Supplied data

________________

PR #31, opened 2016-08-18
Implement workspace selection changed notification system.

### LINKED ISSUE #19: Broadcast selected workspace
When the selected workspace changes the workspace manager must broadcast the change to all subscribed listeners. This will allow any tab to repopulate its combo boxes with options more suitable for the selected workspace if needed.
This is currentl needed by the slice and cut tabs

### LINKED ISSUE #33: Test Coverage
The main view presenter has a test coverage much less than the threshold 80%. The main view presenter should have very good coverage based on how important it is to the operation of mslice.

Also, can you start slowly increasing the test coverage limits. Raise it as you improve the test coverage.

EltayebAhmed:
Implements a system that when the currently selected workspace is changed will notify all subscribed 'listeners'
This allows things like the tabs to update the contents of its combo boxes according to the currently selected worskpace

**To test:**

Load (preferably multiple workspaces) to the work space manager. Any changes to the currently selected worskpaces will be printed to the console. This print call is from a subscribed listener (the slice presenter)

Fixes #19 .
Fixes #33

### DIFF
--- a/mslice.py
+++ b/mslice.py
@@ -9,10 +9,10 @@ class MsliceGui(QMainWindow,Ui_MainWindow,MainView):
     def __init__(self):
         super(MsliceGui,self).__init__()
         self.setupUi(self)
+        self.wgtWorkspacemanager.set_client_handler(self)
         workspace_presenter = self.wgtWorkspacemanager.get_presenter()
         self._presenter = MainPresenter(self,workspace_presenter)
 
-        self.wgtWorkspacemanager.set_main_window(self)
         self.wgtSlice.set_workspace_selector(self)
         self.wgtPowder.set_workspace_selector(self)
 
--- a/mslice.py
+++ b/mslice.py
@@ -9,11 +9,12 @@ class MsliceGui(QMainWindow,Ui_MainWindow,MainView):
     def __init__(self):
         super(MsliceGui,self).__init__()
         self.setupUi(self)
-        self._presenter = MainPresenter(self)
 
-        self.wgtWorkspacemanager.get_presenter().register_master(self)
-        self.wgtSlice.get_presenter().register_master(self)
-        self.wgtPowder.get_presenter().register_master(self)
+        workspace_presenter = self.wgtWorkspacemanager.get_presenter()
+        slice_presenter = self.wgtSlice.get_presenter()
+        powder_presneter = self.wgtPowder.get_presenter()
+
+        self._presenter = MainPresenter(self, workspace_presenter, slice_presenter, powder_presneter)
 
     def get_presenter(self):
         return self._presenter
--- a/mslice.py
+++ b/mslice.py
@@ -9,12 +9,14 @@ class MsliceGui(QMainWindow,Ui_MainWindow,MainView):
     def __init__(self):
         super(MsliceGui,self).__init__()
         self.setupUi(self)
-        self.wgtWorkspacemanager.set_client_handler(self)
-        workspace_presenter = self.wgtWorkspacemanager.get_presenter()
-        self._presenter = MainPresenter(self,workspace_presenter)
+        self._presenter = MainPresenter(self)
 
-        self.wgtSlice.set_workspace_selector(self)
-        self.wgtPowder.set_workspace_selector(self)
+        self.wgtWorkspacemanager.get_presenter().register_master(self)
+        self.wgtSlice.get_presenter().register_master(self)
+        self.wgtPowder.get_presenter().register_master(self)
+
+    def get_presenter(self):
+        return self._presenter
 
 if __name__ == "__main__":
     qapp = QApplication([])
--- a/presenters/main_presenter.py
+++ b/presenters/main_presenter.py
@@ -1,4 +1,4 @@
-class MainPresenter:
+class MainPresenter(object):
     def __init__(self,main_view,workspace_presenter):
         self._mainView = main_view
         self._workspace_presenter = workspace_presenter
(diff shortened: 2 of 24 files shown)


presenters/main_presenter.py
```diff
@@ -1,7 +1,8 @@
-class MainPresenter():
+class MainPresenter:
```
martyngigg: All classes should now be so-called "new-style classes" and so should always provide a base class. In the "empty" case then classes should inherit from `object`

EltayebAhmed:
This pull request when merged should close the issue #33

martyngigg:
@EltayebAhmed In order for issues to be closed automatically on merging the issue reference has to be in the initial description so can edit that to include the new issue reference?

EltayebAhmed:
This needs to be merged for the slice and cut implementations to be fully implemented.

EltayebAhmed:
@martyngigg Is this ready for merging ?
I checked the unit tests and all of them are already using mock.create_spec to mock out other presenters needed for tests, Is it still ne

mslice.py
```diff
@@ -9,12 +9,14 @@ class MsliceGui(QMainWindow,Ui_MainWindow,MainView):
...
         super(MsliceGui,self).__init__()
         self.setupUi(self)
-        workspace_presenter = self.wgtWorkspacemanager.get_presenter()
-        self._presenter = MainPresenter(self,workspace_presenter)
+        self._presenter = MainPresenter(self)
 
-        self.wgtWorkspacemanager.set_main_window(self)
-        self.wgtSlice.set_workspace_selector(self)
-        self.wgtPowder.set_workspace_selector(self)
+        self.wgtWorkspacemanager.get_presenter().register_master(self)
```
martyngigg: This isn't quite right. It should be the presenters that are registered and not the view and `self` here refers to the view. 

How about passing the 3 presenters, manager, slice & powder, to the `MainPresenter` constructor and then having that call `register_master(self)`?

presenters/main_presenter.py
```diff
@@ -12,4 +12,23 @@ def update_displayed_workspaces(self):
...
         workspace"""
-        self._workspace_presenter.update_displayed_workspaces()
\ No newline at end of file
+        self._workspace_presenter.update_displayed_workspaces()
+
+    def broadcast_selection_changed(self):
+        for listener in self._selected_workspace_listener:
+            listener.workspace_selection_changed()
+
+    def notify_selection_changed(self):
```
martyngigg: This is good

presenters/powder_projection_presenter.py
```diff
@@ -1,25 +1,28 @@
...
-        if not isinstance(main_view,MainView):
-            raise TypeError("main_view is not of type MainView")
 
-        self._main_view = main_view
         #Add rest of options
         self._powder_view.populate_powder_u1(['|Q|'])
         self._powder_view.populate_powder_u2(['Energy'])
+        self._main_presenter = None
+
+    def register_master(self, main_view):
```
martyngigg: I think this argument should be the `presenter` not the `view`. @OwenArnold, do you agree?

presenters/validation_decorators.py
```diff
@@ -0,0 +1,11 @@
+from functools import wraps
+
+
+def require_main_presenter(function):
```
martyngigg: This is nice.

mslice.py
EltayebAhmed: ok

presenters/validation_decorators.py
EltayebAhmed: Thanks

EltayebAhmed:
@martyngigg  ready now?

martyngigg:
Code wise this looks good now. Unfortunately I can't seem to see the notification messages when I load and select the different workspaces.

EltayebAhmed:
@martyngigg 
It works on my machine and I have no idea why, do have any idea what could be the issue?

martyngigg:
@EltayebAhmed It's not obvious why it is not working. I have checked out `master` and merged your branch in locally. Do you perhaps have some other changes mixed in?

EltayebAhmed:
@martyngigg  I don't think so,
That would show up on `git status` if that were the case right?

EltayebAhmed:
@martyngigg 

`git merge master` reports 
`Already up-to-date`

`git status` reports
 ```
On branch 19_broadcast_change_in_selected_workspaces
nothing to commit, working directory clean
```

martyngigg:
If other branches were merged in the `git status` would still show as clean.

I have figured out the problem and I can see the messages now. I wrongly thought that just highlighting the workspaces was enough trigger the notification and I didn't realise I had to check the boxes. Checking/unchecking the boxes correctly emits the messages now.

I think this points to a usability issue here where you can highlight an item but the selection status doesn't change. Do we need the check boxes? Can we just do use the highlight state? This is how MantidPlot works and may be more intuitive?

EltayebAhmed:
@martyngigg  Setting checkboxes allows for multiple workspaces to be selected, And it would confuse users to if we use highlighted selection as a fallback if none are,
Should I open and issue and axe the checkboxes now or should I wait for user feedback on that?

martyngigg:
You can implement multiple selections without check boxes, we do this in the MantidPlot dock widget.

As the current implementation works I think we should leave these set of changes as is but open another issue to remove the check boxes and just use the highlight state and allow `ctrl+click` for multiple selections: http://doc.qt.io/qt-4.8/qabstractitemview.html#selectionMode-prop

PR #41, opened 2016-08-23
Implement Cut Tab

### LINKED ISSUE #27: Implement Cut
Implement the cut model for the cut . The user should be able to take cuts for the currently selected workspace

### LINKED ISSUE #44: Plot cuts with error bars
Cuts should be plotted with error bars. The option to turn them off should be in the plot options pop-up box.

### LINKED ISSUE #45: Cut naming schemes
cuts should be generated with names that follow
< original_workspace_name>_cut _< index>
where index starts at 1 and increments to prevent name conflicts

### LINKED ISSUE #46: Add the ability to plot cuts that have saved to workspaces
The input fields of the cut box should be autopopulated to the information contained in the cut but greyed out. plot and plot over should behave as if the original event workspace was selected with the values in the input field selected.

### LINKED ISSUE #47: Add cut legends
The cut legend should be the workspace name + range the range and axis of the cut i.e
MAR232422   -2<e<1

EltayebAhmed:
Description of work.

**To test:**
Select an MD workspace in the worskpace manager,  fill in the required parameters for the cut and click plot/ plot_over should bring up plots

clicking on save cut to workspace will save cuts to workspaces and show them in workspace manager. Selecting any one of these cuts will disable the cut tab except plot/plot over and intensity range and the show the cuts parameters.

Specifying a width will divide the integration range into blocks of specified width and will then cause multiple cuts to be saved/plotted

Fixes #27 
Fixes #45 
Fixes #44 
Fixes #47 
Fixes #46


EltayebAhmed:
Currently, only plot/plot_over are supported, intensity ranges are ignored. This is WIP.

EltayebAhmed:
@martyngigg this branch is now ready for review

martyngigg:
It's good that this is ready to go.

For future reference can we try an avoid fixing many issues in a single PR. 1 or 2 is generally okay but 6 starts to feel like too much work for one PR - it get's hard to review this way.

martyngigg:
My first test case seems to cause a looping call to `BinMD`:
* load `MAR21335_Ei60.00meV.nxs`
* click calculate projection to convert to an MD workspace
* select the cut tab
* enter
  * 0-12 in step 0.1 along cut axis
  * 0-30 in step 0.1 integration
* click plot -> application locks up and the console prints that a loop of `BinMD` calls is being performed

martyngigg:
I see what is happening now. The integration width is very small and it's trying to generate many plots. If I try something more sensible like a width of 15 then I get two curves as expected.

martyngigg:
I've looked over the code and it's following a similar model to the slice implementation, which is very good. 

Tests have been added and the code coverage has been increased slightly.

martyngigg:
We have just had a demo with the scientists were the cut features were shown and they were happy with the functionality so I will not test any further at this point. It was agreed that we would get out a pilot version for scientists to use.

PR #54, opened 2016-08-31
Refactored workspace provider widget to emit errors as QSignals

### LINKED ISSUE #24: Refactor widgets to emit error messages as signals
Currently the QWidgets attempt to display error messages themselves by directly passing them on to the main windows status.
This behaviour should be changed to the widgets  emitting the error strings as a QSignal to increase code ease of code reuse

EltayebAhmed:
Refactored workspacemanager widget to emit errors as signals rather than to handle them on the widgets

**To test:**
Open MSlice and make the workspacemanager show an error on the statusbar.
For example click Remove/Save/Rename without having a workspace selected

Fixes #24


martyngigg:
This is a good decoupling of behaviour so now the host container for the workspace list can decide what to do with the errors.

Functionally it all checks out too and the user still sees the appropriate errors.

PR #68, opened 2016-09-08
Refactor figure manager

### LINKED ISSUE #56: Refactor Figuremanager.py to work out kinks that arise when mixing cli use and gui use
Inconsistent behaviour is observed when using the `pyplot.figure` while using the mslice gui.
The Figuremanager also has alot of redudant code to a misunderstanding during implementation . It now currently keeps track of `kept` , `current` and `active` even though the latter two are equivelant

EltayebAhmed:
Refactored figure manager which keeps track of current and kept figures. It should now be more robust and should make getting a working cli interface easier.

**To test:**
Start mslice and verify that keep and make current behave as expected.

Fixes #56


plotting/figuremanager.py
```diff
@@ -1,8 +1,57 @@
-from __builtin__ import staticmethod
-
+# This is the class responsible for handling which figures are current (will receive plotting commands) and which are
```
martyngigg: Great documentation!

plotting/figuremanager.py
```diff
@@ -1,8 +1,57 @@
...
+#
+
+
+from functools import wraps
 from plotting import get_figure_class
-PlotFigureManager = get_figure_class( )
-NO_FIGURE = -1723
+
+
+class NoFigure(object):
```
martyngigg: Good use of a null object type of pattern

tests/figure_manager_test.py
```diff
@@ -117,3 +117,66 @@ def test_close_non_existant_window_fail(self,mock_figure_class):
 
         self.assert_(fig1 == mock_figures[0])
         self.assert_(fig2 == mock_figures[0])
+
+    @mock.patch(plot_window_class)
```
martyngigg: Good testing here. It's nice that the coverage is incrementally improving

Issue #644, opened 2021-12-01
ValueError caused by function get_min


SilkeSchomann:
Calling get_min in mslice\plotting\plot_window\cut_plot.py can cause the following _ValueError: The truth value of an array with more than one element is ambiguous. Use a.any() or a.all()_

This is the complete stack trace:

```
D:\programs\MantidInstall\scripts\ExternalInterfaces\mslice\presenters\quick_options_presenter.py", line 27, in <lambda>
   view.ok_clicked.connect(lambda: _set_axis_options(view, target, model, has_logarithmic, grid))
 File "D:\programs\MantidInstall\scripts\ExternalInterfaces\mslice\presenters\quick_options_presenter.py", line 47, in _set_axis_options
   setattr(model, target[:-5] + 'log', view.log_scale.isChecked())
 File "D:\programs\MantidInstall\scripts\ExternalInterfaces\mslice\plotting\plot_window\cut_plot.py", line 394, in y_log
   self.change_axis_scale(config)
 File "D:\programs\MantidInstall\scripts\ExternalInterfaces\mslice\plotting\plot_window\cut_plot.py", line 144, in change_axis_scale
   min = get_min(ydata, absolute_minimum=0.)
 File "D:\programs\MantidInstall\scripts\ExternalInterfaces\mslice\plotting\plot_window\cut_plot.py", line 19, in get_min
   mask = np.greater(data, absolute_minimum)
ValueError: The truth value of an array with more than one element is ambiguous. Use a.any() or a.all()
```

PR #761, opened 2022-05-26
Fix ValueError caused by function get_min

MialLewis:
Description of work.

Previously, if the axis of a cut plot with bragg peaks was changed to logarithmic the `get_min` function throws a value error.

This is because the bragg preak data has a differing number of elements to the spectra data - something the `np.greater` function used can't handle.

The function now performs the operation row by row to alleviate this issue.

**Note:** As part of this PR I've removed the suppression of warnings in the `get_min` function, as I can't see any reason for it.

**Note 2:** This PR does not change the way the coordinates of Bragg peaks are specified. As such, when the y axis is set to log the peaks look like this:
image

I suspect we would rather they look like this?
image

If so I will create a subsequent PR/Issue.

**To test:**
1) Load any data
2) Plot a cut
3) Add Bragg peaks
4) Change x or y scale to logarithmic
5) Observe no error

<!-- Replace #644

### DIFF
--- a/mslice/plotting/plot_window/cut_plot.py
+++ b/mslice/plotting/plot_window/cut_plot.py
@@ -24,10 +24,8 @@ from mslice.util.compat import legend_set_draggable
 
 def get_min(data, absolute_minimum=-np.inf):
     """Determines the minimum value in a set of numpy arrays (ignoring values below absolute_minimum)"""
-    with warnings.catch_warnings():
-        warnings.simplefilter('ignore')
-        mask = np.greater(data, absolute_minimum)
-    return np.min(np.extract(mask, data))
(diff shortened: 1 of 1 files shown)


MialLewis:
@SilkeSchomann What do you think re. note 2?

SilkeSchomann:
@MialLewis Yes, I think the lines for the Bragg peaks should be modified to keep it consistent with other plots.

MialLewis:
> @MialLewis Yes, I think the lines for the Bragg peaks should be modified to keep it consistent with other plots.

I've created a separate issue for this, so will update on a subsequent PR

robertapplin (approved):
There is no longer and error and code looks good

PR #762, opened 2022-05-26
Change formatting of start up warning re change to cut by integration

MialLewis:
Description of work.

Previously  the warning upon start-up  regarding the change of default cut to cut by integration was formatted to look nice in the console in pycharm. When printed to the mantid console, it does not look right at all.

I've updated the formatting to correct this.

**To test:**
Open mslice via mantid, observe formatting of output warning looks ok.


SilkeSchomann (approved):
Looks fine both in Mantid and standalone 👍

________________

Your goal
Restate word for word the entries above, starting at the line with "### LINKED ISSUE #27: Implement Cut" and ending at the line with "Select an MD", inclusive, and no others.

Answer
### LINKED ISSUE #27: Implement Cut
Implement the cut model for the cut . The user should be able to take cuts for the currently selected workspace

### LINKED ISSUE #44: Plot cuts with error bars
Cuts should be plotted with error bars. The option to turn them off should be in the plot options pop-up box.

### LINKED ISSUE #45: Cut naming schemes
cuts should be generated with names that follow
< original_workspace_name>_cut _< index>
where index starts at 1 and increments to prevent name conflicts

### LINKED ISSUE #46: Add the ability to plot cuts that have saved to workspaces
The input fields of the cut box should be autopopulated to the information contained in the cut but greyed out. plot and plot over should behave as if the original event workspace was selected with the values in the input field selected.

### LINKED ISSUE #47: Add cut legends
The cut legend should be the workspace name + range the range and axis of the cut i.e
MAR232422   -2<e<1

EltayebAhmed:
Description of work.

**To test:**
Select an MD workspace in the worskpace manager,  fill in the required parameters for the cut and click plot/ plot_over should bring up plots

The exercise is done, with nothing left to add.